Подобное восприятие, конечно, возникало у тех, кто интересовался смыслом происходящего. Большинство же обращало внимание на сам факт, что мне было поручено выступить с докладом. Вспоминали, что после аналогичного выступления год назад сам Андропов стал вторым лицом в партии и государстве.


Поездка в Канаду

     На середину мая 1983 года планировалась моя поездка в Канаду. В октябре 1981 года к нам приезжал оттуда министр сельского хозяйства Ю.Уэлан и передал приглашение своего правительства. Договорились о сроке — десять дней. Однако, когда подошло время ехать, Юрий Владимирович стал решительно возражать:
     — В Канаду? Ты с ума сошел. Сейчас не время по заграницам ездить. Можешь обойтись и без Канады.
     — Не могу, — возражал я. — Во-первых, это правительственное приглашение. Во-вторых, мне необходимо посмотреть сельское хозяйство Канады — по посевным площадям и климатическим условиям она к нам ближе, чем другие. Наконец, в-третьих, мне просто надо хотя бы на десять дней вырваться из нашей сутолоки. Больше толку будет потом.
     — Десять дней много, — упирался Андропов. — Максимум семь.
     16 мая я уже был в Канаде.
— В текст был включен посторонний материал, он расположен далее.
PR #2811, opened 2021-07-02
Document GroupedDataFrame consistency check

bkamins:
Following the discussion in https://github.com/JuliaData/DataFrames.jl/pull/2809 this PR removes the `@assert` checking consistency of `GroupedDataFrame`.

### DIFF
--- a/docs/src/man/split_apply_combine.md
+++ b/docs/src/man/split_apply_combine.md
@@ -562,8 +562,7 @@ julia> push!(df, [3])
    2 │     2
    3 │     3
 
-julia> gd
-Error showing value of type GroupedDataFrame{DataFrame}:
+julia> gd[1]
 ERROR: AssertionError: The current number of rows in the parent data frame is 3 and it does not match the number of rows it contained when GroupedDataFrame was created which was 2. The number of rows in the parent data frame has likely been changed unintentionally (e.g. using subset!, filter!, delete!, push!, or append! functions).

Наш посол Яковлев подготовил поездку весьма основательно. Да и канадская сторона, при тех ограниченных контактах, которые существовали тогда между нашими странами, придала визиту подчеркнутое значение. Я заметил с их стороны и элемент любопытства по отношению ко мне как молодому члену Политбюро.
     Между тем поездка оказалась очень содержательной. Я встретился с премьер-министром Канады Пьером Трюдо. Как всегда, он был в темно-синем костюме с розой в карманчике, олицетворявшей его принадлежность к Либеральной партии. Держался он поначалу несколько отчужденно, но потом разговорились так, что не хватило времени, отведенного протоколом.
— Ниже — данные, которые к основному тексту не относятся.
Issue #2762, opened 2021-05-15
add a keyword to specify group order in groupby


bkamins:
Currently we essentially do not guarantee the group order (unless `sort=true` is passed). One can of course sort them afterwards, but I think we should provide an option to control this more.

PR #2812, opened 2021-07-07
make sort kwarg in groupby more flexible

bkamins:
Fixes https://github.com/JuliaData/DataFrames.jl/issues/2762.

If we accept it then:
* by default we use the fastest algorithm
* if user passes `sort=false` explicitly then groups are created in order of appearance
* if user passes `sort=true` then groups are sorted

If we agree to add this extension I will add tests and NEWS.md entry and finalize this PR.

### DIFF
--- a/NEWS.md
+++ b/NEWS.md
@@ -8,12 +8,15 @@
   - `true` sorts groups by key columns;
   - `false` creates groups in the order of their appearance in the parent data
     frame;
-  The old behavior was that the `sort` keyword argument allowed only `Bool` values
-  and if `false` was passed (which was the default) it corresponded to current
-  behavior when `nothing` is passed. Therefore only the user visible change is
-  when `sort=false` is passed explicitly as now instead of the order being
-  undefined it is guaranteed that the groups are in order of their appearance
-  in the parent data frame.
+  In previous versions, the `sort` keyword argument allowed only `Bool` values
+  and `false` (which was the default) corresponded to the new
+  behavior when `nothing` is passed. Therefore only the user visible change
+  affecting existing code is when `sort=false` is passed explicitly.
+  The order of groups was undefined in that case, but in practice
+  groups were already created in their order of appearance, *except*
+  when grouping columns implemented the `DataAPI.refpool` API
+  (notably `PooledArray` and `CategoricalArray`) or when they contained only
+  integers in a small range.
   ([#2812](https://github.com/JuliaData/DataFrames.jl/pull/2812))
 
 # DataFrames.jl v1.2 Release Notes
--- a/NEWS.md
+++ b/NEWS.md
@@ -1,3 +1,21 @@
+# DataFrames.jl v1.3 Release Notes
+
+## New functionalities
+
+* in the `groupby` function the `sort` keyword argument now allows three values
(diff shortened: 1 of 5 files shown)


bkamins:
@nalimilan - this PR should be good for review.

@pdeffebach - you might want to have a look at it in the context of DataFramesMeta.jl. Thank you!

NEWS.md
```diff
@@ -1,3 +1,21 @@
...
+    `groupby` to pick the fastest available grouping algorithm;
+  - `true` sorts groups by key columns;
+  - `false` creates groups in the order of their appearance in the parent data
+    frame;
+  The old behavior was that the `sort` keyword argument allowed only `Bool` values
+  and if `false` was passed (which was the default) it corresponded to current
+  behavior when `nothing` is passed. Therefore only the user visible change is
+  when `sort=false` is passed explicitly as now instead of the order being
+  undefined it is guaranteed that the groups are in order of their appearance
+  in the parent data frame.
```
nalimilan, line 16:
```suggestion
  In previous versions, the `sort` keyword argument allowed only `Bool` values
  and `false` (which was the default) corresponded to the new
  behavior when `nothing` is passed. Therefore only the user visible change
  affecting existing code is when `sort=false` is passed explicitly.
  The order of groups was undefined in that case, but in practice
  groups were already created in their order of appearance, *except*
  when grouping columns implemented the `DataAPI.refpool` API
  (notably `PooledArray` and `CategoricalArray`) or when they contained only
  integers in a small range.
```

test/grouping.jl
```diff
@@ -3844,9 +3844,107 @@ end
...
+
+    df.id = PooledArray(df.id)
+    gd = groupby_checked(df, :id, sort=nothing)
+    @test Vector.(keys(gd)) == [["3"], ["1"], ["2"]]
+    gd = groupby_checked(df, :id, sort=true)
+    @test Vector.(keys(gd)) == [["1"], ["2"], ["3"]]
+    gd = groupby_checked(df, :id, sort=false)
+    @test Vector.(keys(gd)) == [["3"], ["1"], ["2"]]
+
+    # for PooledVector sorted=true is not the same as sorted=nothing
```
nalimilan, line 3885:
```suggestion
    # for PooledVector sort=true is not the same as sort=nothing
```

test/grouping.jl
```diff
@@ -3844,9 +3844,107 @@ end
...
+    df.id[1] = "300"
+    df.id[3] = "200"
+    gd = groupby_checked(df, :id, sort=nothing)
+    @test Vector.(keys(gd)) == [["1"], ["300"], ["200"]]
+    gd = groupby_checked(df, :id, sort=true)
+    @test Vector.(keys(gd)) == [["1"], ["200"], ["300"]]
+    gd = groupby_checked(df, :id, sort=false)
+    @test Vector.(keys(gd)) == [["300"], ["1"], ["200"]]
+
+    # for CategoricalVector sorted=true is the same as sorted=nothing
```
nalimilan, line 3895:
```suggestion
    # for CategoricalVector sort=true is the same as sort=nothing
```

nalimilan (approved):

bkamins:
Thank you!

     С тех пор у нас с Трюдо установились самые тесные контакты, которые сохраняются по сей день. И не только с ним. Не зря канадские газеты писали потом, что именно они «открыли Горбачева».
     Но главный интерес всего семидневного пребывания в Канаде заключался для меня в поездке по стране.
В окрестностях Оттавы мы побывали в государственном исследовательском центре животноводства, в тепличных хозяйствах, на фермах, предприятиях по переработке сельскохозяйственного сырья и заводе большегрузных самосвалов в районе Уинсора. Затем поехали в Торонто, в провинцию Альберта — крупнейший животноводческий и зерновой регион Канады, посетили крупные ранчо под Калгари, где круглый год на пастбищах под открытым небом выращивают мясной скот.
     Знакомясь с тем, как фермеры работают на земле, я все время пытался понять, где же скрыта та пружина, которая позволяет добиваться столь высоких результатов.
     Посетили мы довольно крупную ферму в Альберте. Более двух тысяч гектаров угодий. Стадо коров с надоем по 4 700 кг от каждой. Набор разнообразной техники. Под навесом приспособления для ремонта. Зернохранилища из алюминия. Два дома, автомобили. По всему видно — весьма состоятельный фермер. Разговорились.
     — Сколько у вас работников? — поинтересовался я.
     — Постоянных два-три, а когда сезон — беру еще.
     Ходили мы, ходили, все посмотрели. Пора уходить. Уже у порога задаю последний, главный вопрос:
     — Скажите, вот недавно закончился год. Вы уже знаете, какие были расходы, какие доходы. И каков же общий итог?
     Хозяин смотрит на министра, как бы спрашивая: сказать ему или нет? А Уэлан смеется:
     — Говори правду.
     — Если правду, — отвечает фермер, — то без субсидий и кредитов не прожил бы.
     Мой вопрос о том, как он проводит отпуск, удивил его — какой такой отпуск? Бывают праздники фермеров, всякие соревнования — на лошадях, на быках. Выкроим на это день-два, съездим семьей — вот и весь отпуск. Ферму не на кого оставить. Эдакое «добровольное самозакабаление». И подумал я тогда, многие ли наши колхозники, механизаторы согласятся на нечто подобное.
     Вот и пробуй найти решение, дающее возможность по-хорошему вернуть человека на землю и в то же время сохранить те преимущества, которые предоставляет ему крупное коллективное хозяйство.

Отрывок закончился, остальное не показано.